_TASK DETAILS_
Scan the records for the string "github"; copy each line where it occurs.

▬▬▬

PR #4066, opened 2019-01-14
raftstore: make it scale

BusyJay:
This pr uses the batch/router system introduced in #3972 and #3916
to make raftstore scale.

Note that raft messages can be reordered in current implementation.
But raft-rs is tolerate with it, so this won't be a problem.

# Benchmark results
default
default

PR #10099, opened 2021-04-29
raftstore: remove applying snapshot count

### LINKED ISSUE #10094: Applying snapshot count is always 0
## Bug Report

Screen Shot 2021-04-28 at 7 09 11 PM
Screen Shot 2021-04-28 at 7 09 21 PM

I found `applying_snap_count` is never assigned so that the value is always 0.

master

N/A

### Steps to reproduce

Run a workload and make some scheduling.

### What did you expect?
Apply count should have a value sometimes.

### What did happened?
It is always 0.

rleungx:
Signed-off-by: Ryan Leung <rleungx@gmail.com>

Issue Number: close #10094 

Problem Summary: Since https://github.com/tikv/tikv/pull/4066, the `applying_snapshot_count` is no longer taking effect because it is never assigned a value.

What's Changed: This PR remove it since it has already been contained in receiving count. See https://github.com/tikv/tikv/blob/f81592b0f18b76e79b4f146124c0c1625867e222/components/raftstore/src/store/snap.rs#L1428

### Related changes

### Check List 

Tests 

- Unit test (existing tests are not affected)

### Release note 

- Fix the issue that the apply snapshot count is always zero.


hicqu (approved):

HunDunDM (approved):

BusyJay:
I don't get it. So this PR doesn't fix the problem by actually assigning the apply count, instead, relying on the wrong receiving count?

rleungx:
> I don't get it. So this PR doesn't fix the problem by actually assigning the apply count, instead, relying on the wrong receiving count?

IMO, the applying count isn't very useful.

BusyJay:
Why? It can hint whether the is a snapshot taking long time or whether jitters are caused by applying snapshots.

▬▬▬

_SOLVED PROBLEM_
Problem Summary: Since https://github.com/tikv/tikv/pull/4066, the `applying_snapshot_count` is no longer taking effect because it is never assigned a value.
What's Changed: This PR remove it since it has already been contained in receiving count. See https://github.com/tikv/tikv/blob/f81592b0f18b76e79b4f146124c0c1625867e222/components/raftstore/src/store/snap.rs#L1428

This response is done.